Eine Schwerhörigkeit besteht, wenn das Hörvermögen vermindert ist. Der Fachausdruck für die Schwerhörigkeit lautet Hypakusis. Die Hypakusis kann vorübergehend bestehen und das Gehör sich wieder erholen, in vielen Fällen bleibt das Hören aber auf Dauer schlecht. Schwerhörigkeit ist ein verbreitetes Problem in der Gesellschaft. Ungefähr 20 Prozent der Menschen in Deutschland leiden an ausgeprägter Schwerhörigkeit. Insbesondere ältere Menschen sind schwerhörig - die typische Altersschwerhörigkeit wird als Presbyakusis bezeichnet. Die Schwerhörigkeit lässt sich generell in zwei Formen unterteilen, nämlich in die Mittelohrschwerhörigkeit (Schallleitungsschwerhörigkeit) und in die Innenohrschwerhörigkeit (Schallempfindungsschwerhörigkeit). Zu den Schallempfindungsstörungen gehören auch zentrale Hörstörungen (Veränderungen im Gehirn) oder Schäden der Nervenverbindung zwischen Ohr und Gehirn.

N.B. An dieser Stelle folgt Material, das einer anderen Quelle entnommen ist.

PR #856, opened 2024-03-18
fix: monitor for extended 'seekablechange' event for more reliable me…

cjpillsbury:
…diaSeekable updates.

For an example implementation, see: https://github.com/muxinc/elements/pull/883


luwes (approved):
👍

Schwerhörigkeit kann viele verschiedene Ursachen haben. Zu den möglichen Ursachen gehören eine angeborene Hörstörung, gewöhnliche Altersschwerhörigkeit (Presbyakusis), Hörschaden durch Lärmbelastung, eine Infektion im Ohr bis hin zu einem Tumor. Alles in allem wird eine Schallleitungsstörung (Mittelohrschwerhörigkeit) von einer Schallempfindungsstörung (Innenohrschwerhörigkeit oder Beeinträchtigung an Hörnerv oder Gehirn) unterschieden.

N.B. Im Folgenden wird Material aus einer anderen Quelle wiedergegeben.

PR #859, opened 2024-03-18
fix: account for some dynamic changes to media-time-range

cjpillsbury:
(mostly relevant for DVR).

### DIFF
--- a/src/js/media-time-range.js
+++ b/src/js/media-time-range.js
@@ -426,7 +426,10 @@ class MediaTimeRange extends MediaChromeRange {
       this.updateBufferedBar();
     }
 
-    if (attrName === MediaUIAttributes.MEDIA_DURATION) {
+    if (
+      attrName === MediaUIAttributes.MEDIA_DURATION ||
+      attrName === MediaUIAttributes.MEDIA_SEEKABLE
+    ) {
       this.mediaChaptersCues = this.#mediaChaptersCues;
       this.updateBar();
     }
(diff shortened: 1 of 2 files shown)


src/js/utils/range-animation.js
```diff
@@ -38,7 +38,8 @@ export class RangeAnimation {
     // 1. Always allow increases.
     // 2. Allow a relatively large decrease (user action or Safari jumping back :s).
     const increase = start - this.#range.valueAsNumber;
-    if (increase > 0 || increase < -.03) {
+    const durationDelta = Math.abs(duration - this.duration);
```
cjpillsbury, line 41: need to also make sure we're updating if the `duration` value has changed "meaningfully".

src/js/media-time-range.js
```diff
@@ -766,7 +769,7 @@ class MediaTimeRange extends MediaChromeRange {
       return;
     }
 
-    const duration = this.mediaDuration;
+    const duration = this.mediaSeekableEnd;
```
cjpillsbury, line 772: prefer `mediaSeekableEnd` here to make sure we're not early bailing for DVR cases.

src/js/media-time-range.js
```diff
@@ -445,7 +448,7 @@ class MediaTimeRange extends MediaChromeRange {
       && !this.mediaPaused
       && !this.mediaLoading
       && !this.mediaEnded
-      && this.mediaDuration > 0
+      && this.mediaSeekableEnd > 0
```
cjpillsbury, line 451: NOTE: Although `mediaDuration` would probably be fine here, updating to `mediaSeekableEnd` since that's the value that's actually driving the updates under most cases.

luwes (approved):
looks good!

Die Schallleitung erfolgt vom Trommelfell, über das die Schallwellen aufgenommen werden, über die Gehörknöchelchen (Hammer, Amboss, Steigbügel) bis zur Steigbügelplatte. Diese liegt an einer Öffnung zum Innenohr (ovales Fenster) an einer Membran. Eine Schallleitungsstörung führt dazu, dass die Tonimpulse vom Mittelohr nicht mehr gut bis zum Innenohr geführt werden können.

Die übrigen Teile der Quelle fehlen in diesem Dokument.